Rif: It makes a difference, in both of these designs, the Demodex, or the TD, the removal of the time, because, as a researcher, I expect you to be sick when you 1st come into the study, and I expect there's a chance of improvement, I don't know what you're taking, but there's a chance of improvement, so, always, you get a dramatic decline between the baseline and the 1st evaluation, and that's actually based on our expectations. I'm a scientist, and I think I’m, you know, careful about all this stuff, but I have all of these prejudices. I try to do my best, but I still have that, so that's why everybody gets better when they go into a study. Everybody has expectations to be better. Maybe the patient reports that they're better. But everybody has expectations to be better, [07:00] whether there's a placebo control, doesn't matter.
Ethan: Yeah, or the opposite, if the patient expects to get worse, the expectation (Rif: Right) drives, it doesn’t just drive outcomes, if I'm speaking correctly, it drives actual neurotransmitter release. The more optimism you have, the more dopamine that, it was some study in Parkinson's and they use the DAT scan to look at how much dopamine transmission there was.
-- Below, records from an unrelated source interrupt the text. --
PR #13164, opened 2022-06-17
updated int assembly.rst (Sample program bug fix)

IMEF-FEMI:
fixed for loop bug in VectorSum.sumPureAsm function at line 42
# updated { data := add(dataElementLocation, 0x20) } to ----->  { dataElementLocation := add(dataElementLocation, 0x20) }
 in order to update dataElementLocation after every iteration. (Hence ending the loop)


ekpyron (approved):
Thanks, very much appreciated!

PR #13166, opened 2022-06-17
Fix for library name updates in isoltest semantics tests.

### LINKED ISSUE #13120: When updating the expected results of a test, `isoltest` removes the quotation marks from the source unit name of a library
## Description

When running `isoltest` with `accept-updates`, if a test has an obtained result different from the expected result, `isoltest` will automatically update the relevant lines of the test file and re-run the test. In the case there is a line defining a library name surrounded by quotation marks, `isoltest` will remove the quotation marks when updating the file.
If `--accept-updates` is **not** used, the same issue will happen if `u` (update) is pressed when prompted.
Also, when `optimize` is used, the issue **does not** happen.

## Environment

- Compiler version: 0.8.15-develop
- Operating system: GNU/Linux

## Steps to Reproduce
Download and compile the [solidity](https://github.com/ethereum/solidity) project, if you do not have it already.
Change the expected results for tests that have a library name defined with quotation marks surrounding it, for example, 
- `test/libsolidity/semanticTests/using/using_global_invisible.sol`
- `test/libsolidity/semanticTests/using/library_through_module.sol`
- `test/libsolidity/semanticTests/using/using_global_library.sol`

Run the `isoltest` with `accept-updates` and **do not** use `optimize`. 

```
# Download and compile the project if not already done and start from the solidity root dir
sed -i "29s/5 -> 5/5 -> 6/g" test/libsolidity/semanticTests/using/library_through_module.sol # or just manually change the file
./build/test/tools/isoltest --enforce-gas-cost --no-smt --accept-updates -t semanticTests/using/*
```

ekpyron:
Fixes https://github.com/ethereum/solidity/issues/13120.

However, this is again only a minimal hot fix for the issue.
What should really be done is to give those different kinds of function calls a proper structure instead of adding more most of the time unused fields and reusing fields with different meaning - e.g. it could be a variant.
And generally, the entire infrastructure here could probably be largely simplified.
Anyways, this adjustment here should fix the issue at hand.

### DIFF
--- a/test/libsolidity/SemanticTest.cpp
+++ b/test/libsolidity/SemanticTest.cpp
@@ -386,10 +386,7 @@ TestCase::TestResult SemanticTest::runTest(
 			// For convenience, in semantic tests we assume that an unqualified name like `L` is equivalent to one
 			// with an empty source unit name (`:L`). This is fine because the compiler never uses unqualified
 			// names in the Yul code it produces and does not allow `linkersymbol()` at all in inline assembly.
-			if (test.call().signature.find(':') == string::npos)
-				libraries[":" + test.call().signature] = m_contractAddress;
-			else
-				libraries[test.call().signature] = m_contractAddress;
+			libraries[test.call().libraryFile + ":" + test.call().signature] = m_contractAddress;
 			continue;
 		}
 		else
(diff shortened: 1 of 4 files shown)


matheusaaguiar (approved):
I confirmed that the issue is not reproducible anymore.
Approved.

They gave everybody the same active drug, but they told ½ of them that it was an inactive drug and told the other ½ that it was a dopamine-promoting drug, and they literally had significantly more dopamine release just because of the expectation. (It is interesting)
Ethan: Where does most of the lithium that we use now come from?
Rif: Most of lithium comes from old oceans. You can take new ocean water and distill it, but it's full of a lot [08:00] of other salts, but some places, particularly in the Andes, most of the Andes was actually underwater, and all of that stuff got raised up when the continental plates collided and the Andes are still being raised up. But, the Andes are full of essentially ocean bottoms, currently are the major source of lithium in the world. It doesn't really rain very much up there, so they get dehydrated, you can just go up and literally just harvest the salt.